Surgical Nursing (III)

Subtopic:

Peritonsillar

PERITONSILLAR ABSCESS

Peritonsillar Abscess (Quincy) is characterized as a localized collection of pus situated in the space between the tonsil’s outer layer (capsule) and the side wall of the pharynx (throat).

Peritonsillar abscess (Quincy) arises from a bacterial infection, most commonly involving streptococcal bacteria. It typically develops as a complication stemming from inadequately treated tonsillitis, which can initially be mild.

It manifests as a pocket filled with pus forming adjacent to one of the tonsils. Essentially, it’s an accumulation of pus in the tissues surrounding the tonsil.

This condition usually starts as a consequence of an untreated streptococcal infection in the throat or an episode of tonsillitis.

If left unaddressed, the infection has the potential to spread deeper into the neck and chest. This is a less frequent occurrence in adults.

CAUSES OF PERITOSILLAR ABSCESS

Peritonsillar abscesses typically develop as a complication of tonsillitis. When the infection breaches the tonsil itself and extends into the surrounding tissues, an abscess can form. The incidence of peritonsillar abscesses has decreased due to the widespread use of antibiotics in treating strep throat and tonsillitis.

These abscesses are caused by various bacteria, including:

  • Streptococcus pyogenes: This is the same bacterium responsible for both strep throat and tonsillitis.
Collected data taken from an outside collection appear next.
PR #562, opened 2022-09-10
fix cancel proposal requirement in V1 dao contract

davidbrai:
it should check that the proposal does not have more votes than the proposal threshold, i.e less than or equal to proposal threshold should allow canceling

issue from: https://github.com/code-423n4/2022-08-nounsdao-findings/issues/255


eladmallel (approved):
LGTM

PR #563, opened 2022-09-10
fix delegateBySig to not allow delegating to address(0)

davidbrai:
instead when address(0) is the delegatee it does self delegation, similar to the implementation in `delegate(address)`

this is a fix following c4 issue: https://github.com/code-423n4/2022-08-nounsdao-findings/issues/157


eladmallel (approved):
LGTM

davidbrai:
@solimander could you review please?
(this is a PR to be merged into `contract-fixes` branch, which contains fixes that can't/won't be deployed for nouns dao)

solimander (approved):

PR #575, opened 2022-09-24
Improve vote modal UI

bcjgit:


packages/nouns-webapp/package.json
```diff
@@ -55,7 +55,9 @@
     "react-stepz": "^1.0.2",
     "redux": "^4.1.0",
     "remark-breaks": "^3.0.1",
-    "web-vitals": "^1.0.1"
+    "web-vitals": "^1.0.1",
+    "react-transition-group": "^4.4.5",
+    "@types/react-transition-group": "^4.4.5"
```
solimander, line 60: nit: move `@types/react-transition-group` to `devDependencies `

packages/nouns-webapp/src/components/VoteModal/index.tsx
```diff
@@ -204,6 +201,18 @@ const VoteModal = ({ show, onHide, proposalId, availableVotes }: VoteModalProps)
...
           </Button>
+
+          <div
+          className={classes.gasFreeVotingWrapper}
+          >
+            <span
+            className={classes.gasFreeVotingCopy}
+            >
+              <Trans>
+              Gas spent on voting will be refunded to you
```
solimander, line 212: Worth mentioning that gas will be refunded to the direct caller in the current version? If voting from a Gnosis Safe, the refund will go to the safe.

PR #585, opened 2022-09-29
Update nouns.wtf for DAO v2

bcjgit:
# TLDR

Adds:

- support for Goreli 
- DAO v2
- Updated visualization of dynamic quorum 

## Testing Done

Tested the following on Goreli:
- submit, vote on and pass v1 props
- can upgrade to v2
- v1 props started before v2 upgrade but ending after v2 upgrade work as expected
- v2 props can submitted, voted on, and passed
- dynamic quorum visualization works as expected in all cases


packages/nouns-subgraph/src/nouns-dao.ts
```diff
@@ -154,9 +153,18 @@ export function handleVoteCast(event: VoteCast): void {
...
+  } else if (event.params.support == 1) {
+    proposal.forVotes = proposal.forVotes.plus(event.params.votes);
+  } else if (event.params.support == 2) {
+    proposal.abstainVotes = proposal.abstainVotes.plus(event.params.votes);
   }
 
-  if (proposal.usingDynamicQuorum) {
+  const dqParams = getOrCreateDynamicQuorumParams();
+  const usingDynamicQuorum =
+    dqParams.dynamicQuorumStartBlock !== null &&
```
solimander, line 164: I don't believe that it matters when comparing against `null`, but it's best practice to use `==` and `!=` in AssemblyScript comparisons. `===` and `!==` compare references in AssemblyScript.

solimander: There are 3 instances of this in the subgraph that should be updated just in case.

solimander (approved):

  • Fusobacterium necrophorum: This bacterium can also cause infections like mastoiditis (infection of the mastoid bone), sinusitis (inflammation of the sinuses), and meningitis (inflammation of the membranes surrounding the brain and spinal cord).

  • Staphylococcus species of bacteria.

  • Haemophilus species of bacteria.

Mononucleosis (commonly known as mono), an infectious illness, can also predispose individuals to peritonsillar abscesses. Additionally, infections originating from teeth and gums can sometimes lead to this condition. In rarer instances, peritonsillar abscesses can develop without a preceding infection, typically due to inflammation of the Weber glands. These glands are located beneath the tongue and are responsible for producing saliva.

CLINICAL PRESENTATION
  • Trismus: Difficulty or inability to open the mouth fully.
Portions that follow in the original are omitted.